When your only sister dies young, there’s a not-so-special world the surviving sister plunges into: the lonely black hole of sibling grief.
In one shattering day, you lose a confidante, a best friend and your only link to the past. No one will share family memories with you like a sister. No one will be there for you 100% when life gets tough. No one will stand beside you as you enter old age.
You are now alone…
You pack up childhood memories no one else knows or cares about. You put them in a box. No need to review those by yourself. What’s the fun of that? You face the future on your own, a generation of one. You are stripped bare.
Do you have a sister, people ask? No, you answer, because the tale is too difficult to tell to casual acquaintances.
Sure, a girlfriend can step in to take a sibling’s place. But a relationship with a friend will never be as deep or as comprehensive as the relationship shared with a sibling. Especially a sister.

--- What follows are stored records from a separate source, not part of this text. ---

PR #1025, opened 2025-06-24
[15.0][ADD] delivery_purchase_multi_destination: New module to use the multi destination type to set the delivery cost on purchases

CarlosRoca13:
cc @Tecnativa TT56831

ping @pedrobaeza @victoralmau


pedrobaeza:
I know you have called it according the purchase semantics, but both the carrier view and the other module (`delivery_multi_destination`) are called the other way, so this one should be `delivery_purchase_multi_destination`.

delivery_purchase_multi_destination/models/delivery_carrier.py
```diff
@@ -0,0 +1,65 @@
...
+from odoo import _, models
+from odoo.exceptions import ValidationError
+
+
+class DeliveryCarrier(models.Model):
+    _inherit = "delivery.carrier"
+
+    def purchase_rate_shipment(self, order):
+        # We have to override this method for getting the proper price
+        # according destination on sales orders.
```
pedrobaeza:
```suggestion
        # according destination on purchase orders.
```

delivery_purchase_multi_destination/readme/CONFIGURE.rst
```diff
@@ -0,0 +1,8 @@
+To configure delivery methods with multiple origins:
```
pedrobaeza: This are the fragments from `delivery_multi_destination`. Here you have to put that "refer to the module ... for the configuration steps".

delivery_purchase_multi_destination/readme/DESCRIPTION.rst
```diff
@@ -0,0 +1,6 @@
+This module allows to set different price rules depending on the origin.
```
pedrobaeza: You have to put here that this is the glue module for using multi destinations for purchase sendings.

pedrobaeza (changes requested):
Please add tests.

CarlosRoca13:
Done @pedrobaeza

delivery_purchase_multi_destination/models/purchase_order.py
```diff
@@ -0,0 +1,12 @@
+# Copyright 2025 Tecnativa - Carlos Roca
+# License AGPL-3.0 or later (https://www.gnu.org/licenses/agpl).
+
+from odoo import api, models
+
+
+class PurchaseOrder(models.Model):
+    _inherit = "purchase.order"
+
+    @api.depends("partner_id")
```
pedrobaeza, line 13: Add a explanation comment:

```suggestion
    # Introduce this extra dependency in the compute
    @api.depends("partner_id")
```

delivery_purchase_multi_destination/models/delivery_carrier.py
```diff
@@ -0,0 +1,66 @@
...
+                            picking_res = super(
+                                DeliveryCarrier, subcarrier
+                            ).purchase_send_shipping(p)
+                            break
+                        except Exception:  # pylint: disable=except-pass
+                            pass
+                        finally:
+                            p.carrier_id = carrier
+                if not picking_res:
+                    raise ValidationError(_("There is no matching delivery rule."))
```
pedrobaeza, line 70: Why adding this and the try/except?

CarlosRoca13:
@pedrobaeza I've added comments on all the points you mentioned to ensure everything is clear.

pedrobaeza (approved):

victoralmau (approved):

But the worst part about sibling grief is the lack of acknowledgement of what you are going through. The people who could support you the most—your parents—are too busy grieving their own loss. And you can’t fault them for that.
So you have to be strong…
When my sister died in a foreign country, I was the first to find out. I became the messenger. I was the first to process the horrible truth and deliver it to my mother. That act placed me in the role of parent instead of child. I had to be strong for my mother. I couldn’t imagine her pain. I was sure it had to be greater than my own.

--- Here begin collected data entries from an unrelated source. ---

PR #469, opened 2019-11-11
More robust 404 handling

bazzadp:
Fixes https://github.com/HTTPArchive/almanac.httparchive.org/issues/452


rviscomi:
I'll deploy this shortly. We should do a thorough QA test of the website to make sure this doesn't blow anything up. Changing serving logic could be tricky.

bazzadp:
Did you send this live? Seems to be on production now.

So, to spare her, I stepped back and dealt with the loss in private. Losing a sister was one thing. But losing a child? My mother’s grief was a supernova. Mine was a tiny cold planet. Or so I thought.
I spent hours with my mother, trying to make sense of my sister’s troubling death, being there for my parent as she dealt with foreign police and the State Department and made long-distance funeral arrangements in the middle of the night in a language she didn’t speak. I was there to listen to her anguish, her self-doubts about her parenting, and all the harrowing assessments of her choices.
I stood by, trying my best to support my mother as she was showered with sympathy. Flowers arrived. Cards. Social media posts—all sent to her and “the family.” People embraced my mother with tenderness and strength and spoke their sad words of support. I got an arm brush or quiet hug.
I was an accessory to my mother’s grief.
Being older, my mother had support from friends who had lost a child. She could commiserate with other women who carried a similar gash in their hearts.
But for me, such comrades were scarce.
Of all the people I knew, only one casual friend had lost a sibling. I tried group therapy, but I didn’t care to bare my heart to strangers. I was left with no one to share my feelings with, no one who would really understand what an all-encompassing loss I had suffered.
So that’s why I’ve written this post. To raise awareness.
Many people don’t realize how grief affects siblings. It’s deeper than anything you can imagine.